## WORK TO COMPLETE
Please write out each entry below exactly as it appears.

---- PROVIDED ENTRIES

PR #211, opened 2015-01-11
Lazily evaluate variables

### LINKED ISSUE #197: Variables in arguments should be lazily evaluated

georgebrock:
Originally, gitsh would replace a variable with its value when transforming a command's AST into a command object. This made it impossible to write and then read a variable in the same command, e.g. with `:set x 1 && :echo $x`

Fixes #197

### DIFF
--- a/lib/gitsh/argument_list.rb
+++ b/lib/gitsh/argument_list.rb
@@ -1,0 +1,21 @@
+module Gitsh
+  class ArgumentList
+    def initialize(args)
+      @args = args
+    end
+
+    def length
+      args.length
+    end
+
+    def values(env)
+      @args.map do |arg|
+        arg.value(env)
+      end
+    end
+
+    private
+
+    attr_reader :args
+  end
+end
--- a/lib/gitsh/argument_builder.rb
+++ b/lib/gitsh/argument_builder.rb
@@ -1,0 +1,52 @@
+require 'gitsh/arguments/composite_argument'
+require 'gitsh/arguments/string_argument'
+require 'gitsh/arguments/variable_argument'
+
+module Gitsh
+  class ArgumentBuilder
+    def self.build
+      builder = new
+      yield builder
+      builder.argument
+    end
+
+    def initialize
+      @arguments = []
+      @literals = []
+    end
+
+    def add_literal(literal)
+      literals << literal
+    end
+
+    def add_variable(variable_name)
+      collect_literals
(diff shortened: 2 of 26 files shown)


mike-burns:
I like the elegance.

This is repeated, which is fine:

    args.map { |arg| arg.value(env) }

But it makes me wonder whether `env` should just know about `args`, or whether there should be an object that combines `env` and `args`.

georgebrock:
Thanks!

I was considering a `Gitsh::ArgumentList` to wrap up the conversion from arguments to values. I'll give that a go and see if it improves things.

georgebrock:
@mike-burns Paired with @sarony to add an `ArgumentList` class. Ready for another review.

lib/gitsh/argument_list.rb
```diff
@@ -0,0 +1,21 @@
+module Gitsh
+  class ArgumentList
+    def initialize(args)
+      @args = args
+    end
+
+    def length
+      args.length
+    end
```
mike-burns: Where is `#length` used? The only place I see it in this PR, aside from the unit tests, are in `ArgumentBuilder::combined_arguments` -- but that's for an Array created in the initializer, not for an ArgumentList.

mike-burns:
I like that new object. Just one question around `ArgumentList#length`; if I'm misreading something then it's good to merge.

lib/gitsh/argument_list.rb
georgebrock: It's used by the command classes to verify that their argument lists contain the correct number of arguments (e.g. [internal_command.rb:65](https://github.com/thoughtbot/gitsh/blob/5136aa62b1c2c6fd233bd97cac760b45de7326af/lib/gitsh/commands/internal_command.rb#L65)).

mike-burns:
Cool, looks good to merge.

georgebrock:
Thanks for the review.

--------

## RESULT OF THIS TASK
PR #211, opened 2015-01-11
Lazily evaluate variables

### LINKED ISSUE #197: Variables in arguments should be lazily evaluated

georgebrock:
Originally, gitsh would replace a variable with its value when transforming a command's AST into a command object. This made it impossible to write and then read a variable in the same command, e.g. with `:set x 1 && :echo $x`

Fixes #197

### DIFF
--- a/lib/gitsh/argument_list.rb
+++ b/lib/gitsh/argument_list.rb
@@ -1,0 +1,21 @@
+module Gitsh
+  class ArgumentList
+    def initialize(args)
+      @args = args
+    end
+
+    def length
+      args.length
+    end
+
+    def values(env)
+      @args.map do |arg|
+        arg.value(env)
+      end
+    end
+
+    private
+
+    attr_reader :args
+  end
+end
--- a/lib/gitsh/argument_builder.rb
+++ b/lib/gitsh/argument_builder.rb
@@ -1,0 +1,52 @@
+require 'gitsh/arguments/composite_argument'
+require 'gitsh/arguments/string_argument'
+require 'gitsh/arguments/variable_argument'
+
+module Gitsh
+  class ArgumentBuilder
+    def self.build
+      builder = new
+      yield builder
+      builder.argument
+    end
+
+    def initialize
+      @arguments = []
+      @literals = []
+    end
+
+    def add_literal(literal)
+      literals << literal
+    end
+
+    def add_variable(variable_name)
+      collect_literals
(diff shortened: 2 of 26 files shown)


mike-burns:
I like the elegance.

This is repeated, which is fine:

    args.map { |arg| arg.value(env) }

But it makes me wonder whether `env` should just know about `args`, or whether there should be an object that combines `env` and `args`.

georgebrock:
Thanks!

I was considering a `Gitsh::ArgumentList` to wrap up the conversion from arguments to values. I'll give that a go and see if it improves things.

georgebrock:
@mike-burns Paired with @sarony to add an `ArgumentList` class. Ready for another review.

lib/gitsh/argument_list.rb
```diff
@@ -0,0 +1,21 @@
+module Gitsh
+  class ArgumentList
+    def initialize(args)
+      @args = args
+    end
+
+    def length
+      args.length
+    end
```
mike-burns: Where is `#length` used? The only place I see it in this PR, aside from the unit tests, are in `ArgumentBuilder::combined_arguments` -- but that's for an Array created in the initializer, not for an ArgumentList.

mike-burns:
I like that new object. Just one question around `ArgumentList#length`; if I'm misreading something then it's good to merge.

lib/gitsh/argument_list.rb
georgebrock: It's used by the command classes to verify that their argument lists contain the correct number of arguments (e.g. [internal_command.rb:65](https://github.com/thoughtbot/gitsh/blob/5136aa62b1c2c6fd233bd97cac760b45de7326af/lib/gitsh/commands/internal_command.rb#L65)).

mike-burns:
Cool, looks good to merge.

georgebrock:
Thanks for the review.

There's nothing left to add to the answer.